Save dataset into .pt file

himat · September 16, 2018, 4:53pm

I am taking MNIST data and performing some processing on it.
Instead of doing this processing every time the image is loaded, I want to just save it as a new dataset so that I can just directly read it the next time.

What is the proper way of saving a dataset? I can’t seem to find any examples.

ptrblck · September 16, 2018, 5:05pm

You approach so store the data as tensors seems like a good idea!
If you save the data as tensors and load them in your next run, you could pass them into a TensorDataset.

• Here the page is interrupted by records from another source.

PR #213, opened 2023-11-29
Add support of CVSS v4.0

pandatix:
This PR comes to unlock #166 which seems stuck.

## What does it bring ?

Basic support of CVSS v4.0, I'll open another issue about #178 about validating the CVSS vectors soon, as the FIRST.ORG SIG CVSS provide official CVSS validation regex we could use for schema validation.

The string representation (aka vector) example comes from the CVSS v4.0 Specification Document Section 7.


pandatix:
@oliverchang here is the PR :)

oliverchang (approved):
thanks!

PR #220, opened 2024-01-15
Clarify some wording for Ubuntu ecosystem

oliverchang:


docs/schema.md
```diff
@@ -634,7 +634,7 @@ The defined ecosystems are:
...
+| `Ubuntu` | The Ubuntu package ecosystem; the `name` field is the name of the source package. The ecosystem string has a `:<RELEASE>` suffix to scope the package to a particular Ubuntu release. `<RELEASE>` is a numeric version as specified in [Ubuntu Releases](https://wiki.ubuntu.com/Releases). Also, the release version may be prefixed with `:Pro:` to denote Ubuntu Pro (aka Expanded Security Maintenance (ESM)) updates. For example, the ecosystem string "Ubuntu:22.04:LTS" refers to Ubuntu 22.04 LTS (jammy), while "Ubuntu:Pro:18.04:LTS" refers to fixes that landed in Ubuntu 18.04 LTS (bionic) under Ubuntu Pro/ESM.
```
oliverchang, line 637: question for @dodys : is ":LTS" required for specific versions? It's not mentioned in the text description.

If ":LTS" always implied by the release versions itself )i.e. we know 22.04 is LTS, 18.04 is LTS etc), could we just omit this?

dodys: The LTS is part of the full name of the release, as you can verifiy in the Releases wiki. We just didn't include the .X after a release number because those are mainly to specify point releases/ISOs.

oliverchang: Thanks for clarifying! I've updated the wording here to make ":LTS" mandatory, and to clarify that the release number should be YY.MM. How does the current wording look to you? 

Sorry for pedantic here -- it's important for us to clarify the rules so that vulnerability scanners can construct the correct names for matching.

dodys (approved):
That looks great to me, thanks!

PR #221, opened 2024-01-16
Events requirements: recommend the use of `fixed` over `limit`

### LINKED ISSUE #216: Handling of cherry picks in the specification
Currently, the specification (I'm looking at version 1.6.1, at the time of writing) does not mention how to handle [cherry pick commits](https://git-scm.com/docs/git-cherry-pick) at all. However, as I understand it, the osv.dev [implementation](https://github.com/google/osv.dev/blob/master/osv/impact.py) of the [evaluation](https://ossf.github.io/osv-schema/#evaluation) logic does handle them, to some extent.

It would be nice to specify properly how cherry picks should be handled, so that independent implementations of the evaluation logic can be created, compared, etc.

I have a few specific examples of cherry picks cases that the semantics non-trivial, which I can post here.
But before doing so I'd like to understand if there is an interest in making the OSV format specification evolve to describe how cherry picks should be handled.

zacchiro:
Rationale: reduce the amount of false negatives in commits belonging to branches forked in-between `introduced` and `fixed`/`limit`.

Closes #216.

### DIFF
--- a/docs/schema.md
+++ b/docs/schema.md
@@ -8,7 +8,7 @@ aside:
 show_edit_on_github: true
 ---
 
-**Version 1.6.2 (Jan 16, 2024)**
+**Version 1.6.3 (Jan 29, 2024)**
 
 Original authors:
 - Oliver Chang (ochang@google.com)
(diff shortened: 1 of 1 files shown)


docs/schema.md
```diff
@@ -740,6 +740,19 @@ this opens up the possibility for false negatives, which is why `fixed` is
 overwhelmingly preferred. An [example](#last_affected-vs-fixed-example) is available to
 illustrate the difference.
 
+The `fixed` and `limit` events are closely related (refer to the [Limit events
+example](#Limit-events) for further details) and involve a similar trade-off.
```
oliverchang, line 744: nit: can we qualify that this tradeoff is for "GIT" ranges only?

docs/schema.md
```diff
@@ -740,6 +740,19 @@ this opens up the possibility for false negatives, which is why `fixed` is
...
+Consider a branch forked from `main` after a vulnerability introduction
```
oliverchang, line 745: This is a lot of text to describe a situation that would likely be difficult to visualise for readers unfamiliar with these concepts. We should instead lean on the example linked to describe this. 

Would you agree with something a bit more concise, along the lines of:

The `fixed` and `limit` events are closely related and involve a similar trade-off. See the [example](#last_affected-vs-fixed-example) for an example of how they differ. `events` arrays with `fixed` events must include all other cherrypicked fix commits in all branches as separated `fixed` events to avoid false positive matches in other branches. Unlike `fixed` events, `limit` events restrict the set of vulnerable commits to ones that are reachable from the `limit`, which may result in false negatives. Where possible, it's strongly recommended to use `fixed` over `limit`.

oliverchang (commented):
super sorry for the late review!

docs/schema.md
zacchiro: Yes, sure. I've updated the PR to reflect the more concise version, with minor copy editing changes.
I've also included in it the fix for the other issue you mentioned (highlighting this is relevant for GIT ranges only).

oliverchang (approved):
Sorry for the delay here. This LGTM!

PR #229, opened 2024-03-14
Fix truncated copy/paste in database_specific description

chrisbloom7:
Adds back the `as defined by the database` in the description of the `range` object's `database_specific` field. This brings it into line with the descriptions of the other two `database_specific` fields. I suspect it was just a bad copy/paste operation as we were adding those fields to other objects beyond the top level.


oliverchang (approved):
thanks for spotting this!

PR #231, opened 2024-03-20
Enable encoding of Maven registries.

### LINKED ISSUE #208: Proposal: Supporting Maven registries
The current Maven ecosystem definition is "The Maven Java package ecosystem. The name field is a Maven package name.", which is a little vague. 

We should clarify that this is referring to Maven Central by default, and if a different registry is required, allow the ecosystem to be "Maven:<repository URL>", similar to the Linux distro definitions (e.g. "Debian:7").

The default (Maven Central) should always be used/preferred where it makes sense.

oliverchang:
Fixes #208.

### DIFF
--- a/CHANGELOG.md
+++ b/CHANGELOG.md
@@ -29,3 +29,4 @@
   definitions of `aliases` and `related`.
 - 2023-11-29 Released version 1.6.1. Some cleanup of the schema layout.
 - 2024-01-16 Released version 1.6.2. Added CVSS_V4 and Ubuntu ecosystem.
+- 2024-04-05 Released version 1.6.3. Added Maven registry support.
--- a/docs/schema.md
+++ b/docs/schema.md
@@ -8,7 +8,7 @@ aside:
 show_edit_on_github: true
 ---
 
-**Version 1.6.3 (Jan 29, 2024)**
+**Version 1.6.4 (Mar 20, 2024)**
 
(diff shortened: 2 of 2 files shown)


oliverchang:
@darakian @cuixq for review as well.

cuixq:
LGTM!

chrisbloom7 (approved):
❤️

oliverchang:
Thanks @cuixq and @chrisbloom7 :) 

@darakian do you have any comments on this? Wanted to hear your thoughts also.

darakian:
@oliverchang, sorry for the delay. My only comment is that I think it's worth adding a fully formed example for an alternate registry. Using the first artifact I see on `maven.google.com`; I believe this could be 
`Maven:maven.google.com/android.arch.core:common`

Otherwise, looks good to me 👍

oliverchang:
> @oliverchang, sorry for the delay. My only comment is that I think it's worth adding a fully formed example for an alternate registry. Using the first artifact I see on `maven.google.com`; I believe this could be `Maven:maven.google.com/android.arch.core:common`
> 
> Otherwise, looks good to me 👍

Thanks! Hm, the group ID / artifact ID is not part of the ecosystem string here. It's instead part of  the `name` field. Perhaps I could clarify that the `name` is in the `groupID:artifactID` format ?

PR #232, opened 2024-03-21
Add symlink for `schema.json` to `docs`

### LINKED ISSUE #226: Publish JSON schema to GitHub pages
As far as I can see, the JSON schema is only available at https://raw.githubusercontent.com/ossf/osv-schema/main/validation/schema.json. But `raw.githubusercontent.com` isn't really designed to be used as a CDN, which means that putting it in a `$schema` property isn't appropriate.

Copying the schema as part of the GitHub pages deployment, to something like `https://ossf.github.io/osv-schema/schema.json`, would be better in the long run

JamieMagee:
This allows the JSON schema to be published alongside the rest of the documentation to GitHub pages. The schema will be available at https://ossf.github.io/osv-schema/schema.json.

Also created a symlink to the previous repository location of `validation/schema.json` in case anyone is already using that in a `$schema` property

Closes #226

### DIFF
--- a/docs/schema.json
+++ b/docs/schema.json
@@ -1,0 +1,1 @@
+../validation/schema.json


docs/schema.json
```diff
@@ -0,0 +1,313 @@
+{
```
oliverchang, line 1: Would `validation/schema.json` being a symlink break existing users depending on the  https://raw.githubusercontent.com/ossf/osv-schema/main/validation/schema.json link ?

What if we made the docs/schema.json a symlink instead to this instead?

oliverchang (commented):
thanks!

docs/schema.json
JamieMagee: I just checked and it doesn't work 😢 https://raw.githubusercontent.com/JamieMagee/osv-schema/github-pages-schema/validation/schema.json

Unfortunately doing it the other way round doesn't work either. What do you think about duplicating the file? Or just having it in `docs`?

oliverchang: darn :/

Re "other way around doesn't work": do you mean having `validation/schema.json` be the source of truth, and having `docs/schema.json` as a symlink doesn't work either when it comes to  the GitHub site generation? 

Interestingly, it seems to work here: https://github.com/s4y/gh-pages-symlink-test

JamieMagee: I was looking through my old GitHub notifications, and just got back to this. Sorry!

I think it doesn't work for `raw.githubusercontent.com`, but does work for GitHub pages. I updated this PR to keep `validation/schema.json` and make `docs/schema.json` the symlink.

oliverchang (approved):

PR #238, opened 2024-04-30
Enhance discussion of affected[].version formats

andrewpollock:
Based on query raised in https://github.com/google/osv.dev/issues/2135

### DIFF
--- a/docs/schema.md
+++ b/docs/schema.md
@@ -678,6 +678,14 @@ The `affected` object's `versions` field is a JSON array of strings. Each string
 is a single affected version in whatever version syntax is used by the given
 package ecosystem.
 
+When there is no well-defined packaging ecosystem specified, (notably as for
+general C/C++ libraries, where there are only GIT commit ranges), this version
+format cannot be relied upon to conform to any particular syntax (e.g. they
+could be the upstream Git version tags derived from these GIT commit ranges,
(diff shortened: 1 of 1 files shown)


docs/schema.md
```diff
@@ -678,6 +678,14 @@ The `affected` object's `versions` field is a JSON array of strings. Each string
 is a single affected version in whatever version syntax is used by the given
 package ecosystem.
 
+When there is no well-defined packaging ecosystem specified, (notably as for
```
oliverchang, line 681: Hmm, there is a bit of an assumption here that it's generally accepted/understood that C/C++ libraries will only have GIT commit ranges. Would it make sense to instead say something like:

When there is no well-defined packaging ecosystem specified (for example, general C/C++ libraries), GIT commit ranges typically are the best way to define vulnerable version ranges. In this case, versions specified in this array cannot be relied upon to ...

oliverchang (commented):
thanks!

docs/schema.md
andrewpollock: Reworded in b492a29

oliverchang:
@yashrsharma44  tagging you in from https://github.com/google/osv.dev/issues/2135. Would this clarify the question you had in that?

yashrsharma44:
Thanks, this should be helpful :)

oliverchang (approved):

PR #559, opened 2019-08-15
Updating landing page content

anikbrazeau:
Hope this will set clearer expectations about the service is/is not and what be asked in the pages that follow.


anikbrazeau:
[Content for P2](https://trello.com/c/g0wY9kBi/426-content-for-p2)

RobertYu · August 30, 2019, 2:36am

How about using pickle library?

https://docs.python.org/3/library/pickle.html

Frida · October 11, 2019, 8:41am

Thanks a lot, can you share some example?
What should be done after calling:
torch.utils.data.TensorDataset(data)
Out[14]: <torch.utils.data.dataset.TensorDataset at 0x1d6c4522ef0>

ptrblck · October 11, 2019, 3:38pm

Once you’ve loaded the tensors and created a TensorDataset, you could pass it to a DataLoader and start the training. Have a look at the Data loading tutorial for more information.

Frida · October 12, 2019, 7:30am

Thanks but how can I use it in a separate session?

ptrblck · October 12, 2019, 1:27pm

You could just load the tensors again and create the Dataset in the same way in another script.